Follow existing convention:

  • @register_schema_to_swagger
  • DTOs are pydantic.BaseModel with explicit __json__.

Frontend Design (Cook Web)

Route

Add a new admin page:

  • src/cook-web/src/app/admin/dashboard/page.tsx

Minimal existing changes:

  • Add a new menu item in src/cook-web/src/app/admin/layout.tsx pointing to /admin/dashboard.

API client integration

Add new endpoints to:

  • src/cook-web/src/api/api.ts

Then use the generated functions via import api from '@/api'.
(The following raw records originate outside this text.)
PR #2049, opened 2021-03-29
Introduce vip-woocommerce module

WPprodigy:
## Description

Add a module specifically for WooCommerce logic. Is light right now,  but with anticipation for more to follow (and likely to split into more specific files at that point). Notably we'll want to prevent as many WC-specific things from loading as possible when WC isn't on the site.

### WC Logging

For now just covering the logging problem. By default, WC logs into `/uploads/wc-logs/` and logging can occur for various things like payment gateway debugging. The VIP filesystem isn't really intended for constant file writes like this though. So when logging is enabled, it will now use the DB Logger class. And if a plugin happens to (incorrectly) use the file logger specifically, it will continue to go into /tmp/ as [implemented here](https://github.com/Automattic/vip-go-mu-plugins/pull/1642). [More info](https://developer.woocommerce.com/2017/01/26/improved-logging-in-woocommerce-2-7/) on this API.

Documentation changes to follow, with recommendations to leave debug logging off until it's needed.

### WooCommerce Compatibility: Logging

Increase compatibility with WooCommerce's logging system.

- Add a module for WooCommerce-specific logic.
- Use the DB Logger by default, w/ some safeguards in place.

## Checklist


rinatkhaziev:
@WPprodigy in what ways do you think we can detect the presence of Woo early on? I see you opted for the `plugins_loaded` check, but are there any others? 
Thinking in terms of not loading this altogether when Woo is not present.

WPprodigy:
Plugins don't really have to follow strict folder-naming conventions, so it can be a bit tricky to detect earlier than it loading itself.

The constants are a bit of a one-off situation where we need to do them before WC has the chance to load, since this happens right away: https://github.com/woocommerce/woocommerce/blob/trunk/includes/class-woocommerce.php#L166.

Aside from that though, all other logic I can think of currently think of can be hooked in later up after WC is initialized. At which point a cheap `class_exists()` is both safe and performant.

WPprodigy:
Leaving the `file_exists` checks for now since it's still going to be deployed to vipd, but can be removed in the future.

pauarge (approved):
LGTM

rinatkhaziev:
r1833-stacks

PR #2050, opened 2021-03-30
Fix: Handle intermediate images without Jetpack Photon

htdat:
## Description 

This is an improvement from this issue https://github.com/Automattic/vip-go-mu-plugins/pull/2035#issuecomment-803841358

Here is what it will do: 

- If `VIP_INTERMEDIATE_IMAGES_FIX` is set to `true` in vip-config.php, it will trigger this class. Otherwise, it does not work. 
- Hook to `the_content`.
- Use regex and look for all image tags and their `src` values.
- Loop through these images: for ones with intermediate patterns, replace them with the resize parameter. 

## To test 

- Pull this PR or apply this patch.
- Add this line into vip-config.php to trigger the script. 

```php
define( 'VIP_INTERMEDIATE_IMAGES_FIX', true );
``` 

- In your VIP Go site, add an image in a testing post and its file name is using the intermediate patterns like this: https://mikey.go-vip.co/wp-content/uploads/2020/06/chickens34-150x150.jpg
- Check in the HTML source of this post in the front-end you will see something like this https://mikey.go-vip.co/wp-content/uploads/2020/06/chickens34.jpg?resize=150%2C150

## Next steps 

This is more a PoC (Proof of Concept). If it sounds good, I will need to make changes in this file https://github.com/Automattic/vip-go-mu-plugins/blob/518ca1a3f25680ffabf5919480b40d78458beb2a/a8c-files.php 

Changes include (but of course, I will need to think more about the backward compatibility too): 

- Remove or migrate the Photon part. 
- Class `A8C_Files_Utils` is used for Photon part so we may consider removing it too. 
- Maybe more or some other considerations?


mikeyarce:
Thanks for this, @htdat!    

This works for me for showing the intermediate images.  What about making this a CLI command "fixer" to do a replace on the site as an option?  that way we're not hooking into `the_content` all the time?  

I could see it having a dry run to see an output of images that will be changed and then a final command to replace the images in the content with the new `resize` format? 

What are your thoughts on PRing this straight into the `a8c-files`  plugin?

htdat:
> This works for me for showing the intermediate images. What about making this a CLI command "fixer" to do a replace on the site as an option? that way we're not hooking into the_content all the time?

> I could see it having a dry run to see an output of images that will be changed and then a final command to replace the images in the content with the new resize format?

Yes, this is doable. I will continue iterating it. 

> What are your thoughts on PRing this straight into the a8c-files plugin?

I will look into this. As here is more a Proof of Concept, I do not want to make changes to a8c-files.php directly. 
But even so, currently, a8c-files.php has two classes `A8C_Files_Utils` and `A8C_Files`, call [other classes](https://github.com/Automattic/vip-go-mu-plugins/blob/89de8b7708ed6c8a623b99df02c88cec47006f4e/a8c-files.php#L35-L37), and it mainly solves other issues. 

Therefore, I would create another mu-plugin/file for this work. What do you think?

Chart component architecture (ECharts)

Add reusable primitives:

  • src/cook-web/src/components/charts/EChart.tsx
    • Client-only wrapper around echarts-for-react via next/dynamic
    • Props: option, style, loading, onEvents, opts, notMerge, lazyUpdate
  • src/cook-web/src/components/charts/ChartCard.tsx
    • Standardized card chrome: title, subtitle, actions slot, chart area

Option builders (future-friendly):

  • src/cook-web/src/lib/charts/options.ts
    • buildLineOption(...)
    • buildBarOption(...)
    • Common theme tokens aligned with Tailwind variables

UI layout (V1)

Dashboard page sections:

  1. Header controls
    • Course selector (reuses existing shifu list API)
    • Date range selector (reuse Calendar / Popover patterns from admin orders)
  2. KPI cards
    • Learners, completion rate, follow-up totals, active learners (optional)
  3. Charts grid
    • Progress distribution (bar)
    • Follow-up trend (line)
    • Top outlines by follow-ups (bar)
  4. Learner table + drill-down
    • Table: learner info + progress + follow-ups + last active
    • Row click opens a Sheet with tabs:
      • Progress (outline list statuses)
      • Follow-ups (Q/A list with filters)
      • Personalization (variables table)

i18n

Add a new namespace file:

  • src/i18n/en-US/modules/dashboard.json
  • src/i18n/zh-CN/modules/dashboard.json

Keys example:

  • module.dashboard.title
  • module.dashboard.kpi.learners
  • module.dashboard.chart.followUpsTrend
  • module.dashboard.table.progress

Testing & Validation

Backend:

  • Add API tests under src/api/tests/service/dashboard/
  • Focus on:
    • permission enforcement
    • outline set correctness (hidden excluded)
    • “latest record” selection correctness
    • pagination stability

Frontend:

  • Basic render tests for chart wrappers (Jest)
  • Manual QA checklist:
    • load dashboard
    • switch course
    • switch date range
    • open learner detail and paginate follow-ups

Risks / Open Questions

  1. Learner set definition: should it include “purchased but not started” by default?
  2. Progress precision: block_position enables intra-outline progress, but total blocks length requires parsing MarkdownFlow; V1 uses outline-level completion.
  3. PII exposure: showing mobile/email in teacher dashboard might require masking or role-based gating.
  4. Performance: large courses may need caching/materialized aggregates and better DB indexes (post-V1).